The material legacy these merchants left behind still stands today. The Qingjing Mosque, built in 1009 AD (the 2nd year of Dazhong Xiangfu), is a classic example of Arabic architecture in China. Hundreds of Islamic, Nestorian, and Hindu stone carvings are scattered across Quanzhou, dating from the 11th to the 14th centuries.
Quanzhou’s legal system (the Shibo Tiaofa or Maritime Trade Laws) was sophisticated enough to handle cross-border civil and commercial arbitration. By 1277 AD, when Kublai Khan formally restored the Shibosi, Quanzhou’s rule-of-law standards rivaled any port in the world.
V. Globalization in Numbers
String these numbers together, and a clear picture emerges.

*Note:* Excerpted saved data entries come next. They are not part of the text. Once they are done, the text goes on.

PR #160, opened 2026-06-25
fix: honor target-<name>: override for extension sdk.packages

mobileoverlord:
## Problem

Per-target overrides inside an extension are resolved inconsistently:

- Runtime `packages:` overrides go through `resolve_overrides_in_value`, which accepts **both** the preferred `target-<name>:` key and the legacy bare `<name>:` key.
- `sdk.packages` overrides were collected by matching **only** the bare `<target>:` key (`ext_config_table.get(target)`), in both the local and external-extension SDK dependency collectors.

So a block like:

```yaml
extensions:
  avocado-ext-imx-npu:
    sdk:
      packages:
        nativesdk-uv: "*"
    target-imx93-frdm:        # preferred override form
      sdk:
        packages:
          nativesdk-ethos-u-vela: "*"
```

had its `target-imx93-frdm.sdk.packages` **silently dropped** — the per-target SDK build tool was never installed into the SDK, even though the same `target-` form worked fine for runtime `packages:`. This surfaced as a build-time `vela: command not found` despite the package being correctly declared.

## Fix

Add a shared `Config::merge_target_sdk_packages` helper that honors **both** the `target-<name>:` and bare `<name>:` keys (bare first, then prefixed so the preferred form wins), and call it from both the local (`get_extension_sdk_dependencies_with_config_path_and_target`) and external (`collect_external_extension_sdk_dependencies_with_target`) SDK collectors. This also de-dupes the two near-identical nested blocks.

The bare key continues to work, so this is backward compatible.

## Test

Adds `test_extension_sdk_dependencies_target_prefix`, a regression test asserting that a `target-<name>:` `sdk.packages` block is merged for the matching target and absent for a non-matching one. Existing bare-key tests still pass.

## Checks

`cargo fmt --all -- --check`, `cargo clippy --all-targets --all-features -- -D warnings`, `cargo build`, and `cargo test` all pass locally.

### DIFF
--- a/src/utils/config.rs
+++ b/src/utils/config.rs
@@ -4831,6 +4831,37 @@ impl Config {
 
     /// Get extension SDK dependencies from configuration, including nested external extension dependencies and target-specific dependencies
     /// Returns a HashMap where keys are extension names and values are their SDK dependencies
+    /// Merge an extension's per-target `sdk.packages` into `merged_deps`,
+    /// honoring BOTH the preferred `target-<name>:` override key and the legacy
+    /// bare `<name>:` key. This mirrors how runtime `packages:` overrides resolve
+    /// (via `resolve_overrides_in_value`), so a `target-`-keyed `sdk.packages`
+    /// block is not silently dropped when collecting SDK dependencies.
+    fn merge_target_sdk_packages(
+        ext_config_table: &serde_yaml::Mapping,
+        target: &str,
+        merged_deps: &mut HashMap<String, serde_yaml::Value>,
+    ) {
+        // Bare `<name>:` first, then `target-<name>:`, so the preferred prefixed
+        // form wins if both happen to be present.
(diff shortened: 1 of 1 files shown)


jetm (approved):
The refactor is correct and the simplification is a meaningful improvement over two near-identical deep `if let` chains.

Two minor points:

- **Doc comment placement** (`config.rs:4832`): the existing `///` lines for `get_extension_sdk_dependencies_with_config_path_and_target` are now attached to `merge_target_sdk_packages` (Rust `///` comments bind to the immediately following item). The public function ends up undocumented. Moving the helper insertion point above the existing doc block would fix this.
- **Precedence coverage**: `test_extension_sdk_dependencies_target_prefix` uses distinct packages in each block, so it does not exercise the bare-wins-then-prefixed-wins ordering. A case where the same key appears in both `<target>:` and `target-<target>:` with different values would verify the loop order is correct.

Neither is a blocker.

PR #158, opened 2026-06-24
Add --connect-sign flag to avocado deploy

jetm:
## Problem

Devices that have received a Connect OTA update trust the Connect server key
as their TUF root, so locally-signed TUF metadata is rejected. `avocado deploy`
has no way to sign metadata via Connect, leaving these devices stuck.

## Solution

Add `--connect-sign` to both `avocado deploy` entry points. When set, Phase 2
routes through a new `ConnectClient::sign_for_deploy` method that POSTs the
target list to `/api/orgs/{org}/signing/sign-for-deploy` and writes the four
returned JSON blobs to staging. The local path is unchanged; `--connect-sign`
is an explicit opt-in.

A nudge prints on local deploys when the project has `connect.server_key` set,
surfacing the flag without forcing it.

## Key changes

- `TargetFileInfo` gains `Serialize` so the targets array goes directly into the request body
- `ConnectClient::sign_for_deploy` and response types added, mirroring the `get_tuf_server_key` pattern
- Phase 2 in `deploy.rs` branches on `--connect-sign`: resolves org early, calls the API, writes the four TUF JSON files, prints 7-day expiry notice
- Phase 2 progress label switches to "Signing TUF metadata via Connect..." under `--connect-sign`
- `root.json` write moved outside the if/else so both signing paths stage it
- Flag wired to both `Commands::Deploy` and `RuntimeCommands::Deploy` in `main.rs`
- `config show --output json` now emits a per-runtime `signing_enabled` boolean so Avocado Desktop can gate "Sign via Connect" (unblocks ENG-2005)
- `.pre-commit-config.yaml` added: cargo fmt/clippy/check on commit, cargo audit on push

## Reviewer notes

**Gated on ENG-1963** — the `sign-for-deploy` endpoint is not live yet. Unit
tests pass; a live E2E needs three things in place:

1. ENG-1963 endpoint landed and reachable
2. A device that has taken a Connect OTA (rejects local signing as baseline)
3. An authenticated Connect session with a valid org

E2E sequence once ready:
```sh
# Confirm baseline failure
avocado deploy -r <runtime> -d <device-ip>

# Connect-signed deploy
avocado deploy --connect-sign -r <runtime> -d <device-ip>
# -> success + 7-day expiry notice; device applies without TUF errors
```

This PR also closes the ENG-2005 config-show contract: `config show --output json`
exposes `signing_enabled` per runtime, resolved identically to the deploy nudge
(per-runtime `signing.server_key`, falling back to `connect.server_key`).

[...]

PR #161, opened 2026-06-26
ext package: bake resolved version into the published avocado.yaml

mobileoverlord:
## Problem

The in-source program extensions (`avocado-ext-cli`, `avocado-ext-connect`, `avocado-ext-tunnels`) keep the extension version in sync with `Cargo.toml` by templating it from an env var:

```yaml
extensions:
  avocado-ext-connect:
    version: '{{ env.AVOCADO_EXT_VERSION }}'   # CI exports it from [package] version
```

That template only resolves while `AVOCADO_EXT_VERSION` is set — i.e. at **package / PR-test time**. The `ext package` RPM payload copied the **raw on-disk `avocado.yaml`**, so the literal template survived into the published package. Later, a **runtime build** consuming that extension has no `AVOCADO_EXT_VERSION` in scope, so it interpolated to `''` and failed:

```
Extension 'avocado-ext-connect' has invalid version ''. Version must be in
semantic versioning format (e.g., '1.0.0', '2.1.3')
```

## Fix

Resolve the required `version` field **at package time** and bake the concrete semver into the `avocado.yaml` that ships in the RPM payload. The resolved value is `metadata.version` — already interpolated through the normal config pipeline and semver-validated before packaging — so no new resolution logic, just persistence.

Only `extensions.<ext>.version` is rewritten, via a comment-preserving, indentation-scoped line edit (no serde round-trip, so comments and quoting are untouched). **Every other template** (`{{ avocado.target }}`, `{{ env.AVOCADO_DISTRO_RELEASE }}`, …) is intentionally left for the consumer to resolve at their build time — matching the "interpolate the required fields, defer the rest" model.

Implementation notes:
- The bake rewrites the single small staged `avocado.yaml` (≈1 KB) that's already in the staging dir — it adds **no** copy of the (potentially large) source tree.
- Remote/unreadable source configs (e.g. packaging a fetched remote ext) are left untouched rather than failing the package.

## Tests

New unit tests for the `bake_extension_version` helper:
- version-only replacement, with other templates **and** comments preserved
- nested `version:` keys (e.g. under `packages:`) left untouched
- multi-extension files bake only the named extension
- not-found error path

Local: `cargo fmt --check`, `cargo clippy --all-targets --all-features -- -D warnings`, and `cargo test` all green (17 package tests, incl. 4 new).

## Follow-up (not in this PR)

`ext package` currently copies the selected files twice (src → staging → rpmbuild buildroot). A separate refactor can have `%install` copy straight from the source into the buildroot (dropping the intermediate staging dir) to cut one copy for large source trees; it touches the rpmbuild flow so it should be validated against a real `avocado ext package` run.

### DIFF
--- a/src/commands/ext/package.rs
+++ b/src/commands/ext/package.rs
@@ -587,15 +587,14 @@ impl ExtPackageCommand {
                 .unwrap_or_else(|| "avocado.yaml".to_string());
             match fs::read_to_string(ext_config_path) {
                 Ok(text) => {
-                    let baked =
-                        bake_extension_version(&text, &self.extension, &metadata.version)
-                            .with_context(|| {
-                                format!(
-                                    "Failed to bake resolved version '{}' into the packaged \
+                    let baked = bake_extension_version(&text, &self.extension, &metadata.version)
+                        .with_context(|| {
+                        format!(
+                            "Failed to bake resolved version '{}' into the packaged \
                                      config for extension '{}'",
-                                    metadata.version, self.extension
-                                )
-                            })?;
+                            metadata.version, self.extension
+                        )
+                    })?;
                     let b64 = BASE64_STANDARD.encode(baked.as_bytes());
                     format!(
                         r#"
@@ -1027,9 +1026,7 @@ fn bake_extension_version(text: &str, ext_name: &str, version: &str) -> Result<S
     }
 
     if !replaced {
-        anyhow::bail!(
-            "could not locate `version:` for extension '{ext_name}' in its avocado.yaml"
-        );
+        anyhow::bail!("could not locate `version:` for extension '{ext_name}' in its avocado.yaml");
     }
 
     let mut result = out.join("\n");
--- a/src/commands/ext/package.rs
+++ b/src/commands/ext/package.rs
@@ -143,6 +143,14 @@ impl ExtPackageCommand {
             }
         };
 
+        // On-disk config filename (avocado.yaml or avocado.yml). Used both for the
+        // default packaged config and for the version bake so a `.yml` ext stages
+        // and bakes under its real name rather than a hardcoded `avocado.yaml`.
+        let cfg_basename = std::path::Path::new(&ext_config_path)
+            .file_name()
+            .map(|n| n.to_string_lossy().to_string())
+            .unwrap_or_else(|| "avocado.yaml".to_string());
+
         if self.verbose {
             match &extension_location {
                 ExtensionLocation::Local { name, config_path } => {
@@ -207,7 +215,8 @@ impl ExtPackageCommand {
         // Determine which files to package
         // Pass both merged config (for package_files), raw config (for all target overlays),
         // and full parsed config (for sdk.compile scripts)
-        let package_files = self.get_package_files(&ext_config, raw_ext_config.as_ref(), parsed);
+        let package_files =
+            self.get_package_files(&ext_config, raw_ext_config.as_ref(), parsed, &cfg_basename);
 
         if self.verbose {
             print_info(
@@ -232,6 +241,7 @@ impl ExtPackageCommand {
                 &target,
                 &ext_config_path,
                 &package_files,
+                &cfg_basename,
             )
             .await?;
 
@@ -306,6 +316,7 @@ impl ExtPackageCommand {
         ext_config: &serde_yaml::Value,
         raw_ext_config: Option<&serde_yaml::Value>,
         full_parsed_config: &serde_yaml::Value,
+        cfg_basename: &str,
     ) -> Vec<String> {
         // Check if package_files is explicitly defined
         if let Some(package_files) = ext_config.get("package_files") {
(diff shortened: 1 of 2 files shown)


jetm:
@mobileoverlord before the review below: I've now gone through every PR you asked me to look at, so I'd appreciate the same in return. Mine have been sitting without a review and they're the foundation the CI/CD lab work depends on. Fair's fair - here are mine, roughly in priority order:

- avocado-cli #158: https://github.com/avocado-linux/avocado-cli/pull/158
- meta-avocado #232: https://github.com/avocado-linux/meta-avocado/pull/232
- meta-avocado #229: https://github.com/avocado-linux/meta-avocado/pull/229
- meta-avocado #230: https://github.com/avocado-linux/meta-avocado/pull/230
- meta-avocado #227: https://github.com/avocado-linux/meta-avocado/pull/227
- meta-avocado #226: https://github.com/avocado-linux/meta-avocado/pull/226
- avocado-mcp #8: https://github.com/avocado-linux/avocado-mcp/pull/8

Now to #161. The direction is right and the base64 transport is a clean way to dodge shell-escaping the YAML, but I think a few things need addressing before this merges - two of them turn a currently-working `ext package` into a hard failure, and one is a command-injection path.

**Critical**

1. **Version sourced from a target/kernel override block hard-fails.** `metadata.version` comes from the *merged* config, so the resolved version can originate from a `target-<name>.version` sub-block. `bake_extension_version` only matches a `version:` that's a direct child of the extension, so in that case it `bail!`s and the `?` aborts a package that built fine before. It can also half-bake: a base `version:` template gets resolved while a `target-*.version` template survives into the payload and still interpolates to `''` downstream - the exact failure this is meant to prevent.

2. **Command injection through the version string.** `validate_semver` only checks the three numeric components; pre-release/build metadata after `-`/`+` isn't validated. `metadata.version` is then interpolated into the double-quoted `echo "Baked resolved version '...'"` in the rpmbuild script, so a version like `1.0.0-$(...)` executes in the build container. The baked YAML rides safely through base64 already; the `version` shouldn't be interpolated into the shell at all.

3. **Templated extension keys hard-fail.** Extension keys can be templates (`avocado-bsp-{{ avocado.target }}`), and `find_ext_in_mapping` resolves them by interpolating. `bake_extension_version` compares the key literally, so any template-keyed extension never matches and `bail!`s.

**Warning**

4. **`.yml` vs `.yaml` silently skips the bake.** `cfg_basename` follows the on-disk name, but staging copies the hardcoded `avocado.yaml`. If the config is `avocado.yml`, the `if [ -f "$STAGING_DIR/avocado.yml" ]` guard is false and the bake is skipped with no error, shipping the unresolved template.

5. **Remote extensions never get baked.** The host can't read the container-volume config path, so the bake section is empty and the template ships. It's noted as intentional, but it's the same downstream breakage, just for remote ext.

**Suggestion**

6. **Reuse `src/utils/config_edit.rs`.** We already have a comment-preserving avocado.yaml line-editor there, with quoted-key handling and the compact-indent fix from ENG-1868, plus tests. A `set_extension_field` built on `find_top_level_key` would replace the hand-rolled state machine and inherit those fixes instead of drifting from them. Resolving against the merged config (which fixes 1 and 3) fits naturally there too.

The tests are good - the nested-`version:` and multi-extension cases are exactly the right edges. Happy to pair on the `config_edit.rs` rework if useful.

mobileoverlord:
Thanks @jetm — this was a thorough review and most of it landed. Pushed f8b8d78 addressing it. Summary of what changed and where I pushed back:

**Root cause (your #1 + #3):** the bake matched the raw on-disk text literally while `metadata.version` is resolved from the *merged* config (`find_ext_in_mapping` + target overrides). Fixed at the source — matching now mirrors `find_ext_in_mapping` (direct key, then `{{ avocado.target }}` interpolation), so:

- **#3 templated keys** (`avocado-bsp-{{ avocado.target }}`) resolve instead of `bail!`ing. This was the widest regression, so good catch.
- **#1 target-block version**: when there's no direct-child `version:` we now *insert* a concrete base version instead of aborting, and we also bake `version:` inside `target-*`/`kernel-*` override blocks so a surviving template can't interpolate to `''` downstream. Deeper `packages.*.version` stays untouched.

**#2 command injection:** fixed at the injection point — the version string is no longer interpolated into the rpmbuild `echo`; the baked value rides the base64 payload only. I'd gently downgrade this from "critical": the baked YAML was already base64-safe, only the cosmetic log line was exposed, and `version` originates from CI's `AVOCADO_EXT_VERSION`/Cargo.toml rather than an untrusted party. Real defense-in-depth, worth fixing because it's free, but not a live exploit in the intended flow. (Left `validate_semver` alone — tightening it would reject legitimate pre-release/build metadata; removing the shell interpolation is the right layer.)

**#4 `.yml`/`.yaml`:** the on-disk basename now drives both staging and the bake guard, so a `.yml` ext stages and bakes under its real name.

**#6 reuse `config_edit.rs`:** done — the helper moved there next to the other comment-preserving editors, reusing `find_top_level_key`/`extract_package_name`/`leading_spaces`. Tests moved with it and gained template-key + target-block coverage. Resolving against the merged config (your #1/#3 fix) fits naturally there as you predicted.

**#5 remote ext:** left as-is/documented — the host can't read the container-volume config, and the empty-bake path avoids failing the package. Same downstream caveat as before, no regression. Open to revisiting if it bites in practice.

One note on #1: no config in the tree currently puts `version` in a target block, so the half-bake was theoretical — but I implemented the override-block baking anyway since it's cheap and makes the helper match the merge semantics rather than drift from them.

`cargo fmt` / `clippy -D warnings` / `cargo test` green (1070 tests; 7 bake tests incl. the new template-keyed and target-block cases).

And yes — pulling up your stack now, will get reviews back to you today.

jetm (approved):
@mobileoverlord Approving. Appreciate the quick turnaround and picking up the stack.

Established in 1087. 15 departments. 20-plus officials. Tax rates at 20% and 10%. Annual revenue of 2 million Guan—one-thirtieth of the national budget. 41 categories of imports. 58 export destinations. 50 kilns. 2,300 kg of spices. 1,500 ingots of silver.
These aren’t isolated statistics. They form the evidentiary chain of China’s deep engagement with pre-modern globalization.
The dusty data in the Quanzhou Prefecture Chronicles—tax items, cargo manifests, official titles, stone inscriptions—read them together, and you’re reading a condensed history of global trade.
When Marco Polo called Zayton the “Greatest Port in the World,” he wasn’t exaggerating.